Ask HN: Review My App | "LifesBook"  =  Twitter  +  A Diary - peternicholls

Please review my app AND business model:<p>http://www.lifesbook.com<p>WHAT THE SITE DOES<p>LifesBook is a private online diary (or journal) that works much the same way twitter works (in terms of SMS and hopefully user frequency of posts).<p>To make an entry all you need to do is send in an SMS, make as many entries as you like whenever you like!  If you start to get lazy with your entries (like you would with a normal diary) don't worry we can kindly remind you.<p>THE BUSINESS<p>So I think this is the kind of app that a few months ago you would see with no business model apart from ads, basically fuck that.
I have gone for the typical subscription based approach set at $9.99 per month for now, I hope to get this cost down and I will be able to when I get a bit of the economies of scale loving.<p>I aim to and hope that I have created such a good product that $9.99 seems like great value. As you would expect after a user has been using the site for a few months the data (their entires) we store for them becomes really quiet valuable to the user. This makes me want to extend the trial period from the current week to as long as possible (eg 3 months) but SMS costs are just to crazy to be able to do that right now.<p>What do you think about this business model and approach?? Its an app that I think allot of people would use if free but how can i make that financially viable? I don't think I can so thats why iv done what iv done.<p>FEW MORE THINGS<p>Due to the SMS cost I currently only have a UK number available, this may mean it will cost a user outside of the UK more to send a text in. I am not to sure. But either way I plan to add a US number as soon as its financially viable, I am guessing thats within the month.<p>Search has just died on us in production, its a hosting issue and we are on to it.. Decided to release anyways. Meh<p>FEEDBACK<p>I want as much feedback as possible and not just on the app I also want feedback on the business behind it.
======
unalone
First off: You stole Tumblr's icons. That's a really, really shitty thing to
do. They paid good money for those icons and you blatantly ripped them from
the site.

Not just that. You copy your "translucent borders" from Facebook, your "close
window" dialogue from the original lightbox and your feedback tab links to
Getsatisfaction. The one original idea you had, putting notebook lines in the
background, you couldn't even bother to sync up with the size of your font.
(Aviary does this but they actually sync up the lines.)
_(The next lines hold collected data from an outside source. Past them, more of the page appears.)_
PR #348, opened 2018-01-11
Silence some optional Xcode 9 warnings

steipete:
This fixes an Analyzer warning that shows up in Xcode 9:
https://github.com/llvm-mirror/clang/blob/master/test/Analysis/number-object-conversion.cpp

```
34:20: warning: Converting a pointer value of type 'ObjcType' to a primitive boolean value; instead, either compare the pointer to nil or call -boolValue
            assert(x);
```

Also fixes an optional warning:

The `__unused` on the exception is needed when `-Wunused-exception-parameter` is enabled.

```
warning: unused exception parameter 'e' [-Wunused-exception-parameter]
        DJINNI_TRANSLATE_EXCEPTIONS()
        ^
```

Both are trivial changes that do not change functionality.
Thanks for making Djinni! We from PSPDFKit love it!

### DIFF
--- a/support-lib/objc/DJIError.h
+++ b/support-lib/objc/DJIError.h
@@ -30,6 +30,6 @@ namespace djinni {
     ::djinni::throwUnimplemented(__PRETTY_FUNCTION__, msg);
 
 #define DJINNI_TRANSLATE_EXCEPTIONS() \
-    catch (const std::exception & e) { \
+    catch (__unused const std::exception & e) { \
         ::djinni::throwNSExceptionFromCurrent(__PRETTY_FUNCTION__); \
     }
--- a/support-lib/objc/DJIMarshal+Private.h
+++ b/support-lib/objc/DJIMarshal+Private.h
@@ -29,7 +29,7 @@ struct Bool {
 
     struct Boxed {
         using ObjcType = NSNumber*;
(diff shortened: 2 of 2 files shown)


support-lib/objc/DJIError.h
```diff
@@ -30,6 +30,6 @@ namespace djinni {
     ::djinni::throwUnimplemented(__PRETTY_FUNCTION__, msg);
 
 #define DJINNI_TRANSLATE_EXCEPTIONS() \
-    catch (const std::exception & e) { \
+    catch (__unused const std::exception & e) { \
```
artwyman: Wouldn't it be better to simply delete the name?  It is truly unused, and removing the name is a more standard way to do it in C++.

support-lib/objc/DJIMarshal+Private.h
```diff
@@ -29,7 +29,7 @@ struct Bool {
 
     struct Boxed {
         using ObjcType = NSNumber*;
-        static CppType toCpp(ObjcType x) noexcept { assert(x); return Bool::toCpp([x boolValue]); }
+        static CppType toCpp(ObjcType x) noexcept { assert(x != nil); return Bool::toCpp([x boolValue]); }
```
artwyman: Interesting.  Stylistically I generally do prefer to let pointers be treated as bools directly, but in this context I'm fine with changing the code to be more generally usable by people who don't like that style and turn on warnings against it.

Second off: How is this _better_ than Tumblr? Do you know what Twitter is
without ultrasimplicity? It's a downgraded version of a regular blog. That's
why "Twitter+this" startups fail. Twitter is _only_ good because it's so
simple.

I use my blog as a diary. I write 20-30 posts a day about whatever comes to
mind in the hopes that I can preserve it as a diary for half a century and
then figure out a way to make use of it. Why would I pay $10 a month for
something that gives me less than I've already got?
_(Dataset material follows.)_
Issue #332, opened 2017-10-03
Keep parameter names in interface method docstrings in sync


louiswins:
It's always nice to have documentation, except when it's incorrect or out of date. Because the format of interface method parameters can differ between languages (by default `some_parameter` in C++ and `someParameter` in Objective-C and Java), your documentation will often be automatically incorrect in at least one language.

Third off: I like the header design but it's hard to navigate. I'm also a
little offended that as your "famous diary person of choice" you picked Anne
Frank, whose diary is most famous because _the person that wrote it died_.
What's the implication? "You'll die so write stuff down?" For an online
service, that's pretty obnoxious.

All that stuff aside, it looks nice, though I wonder just how much of this
design you ripped off sources of which I'm not aware. (I could swear that font
looks remarkably close to the "sparse black-on-white" that Posterous uses.)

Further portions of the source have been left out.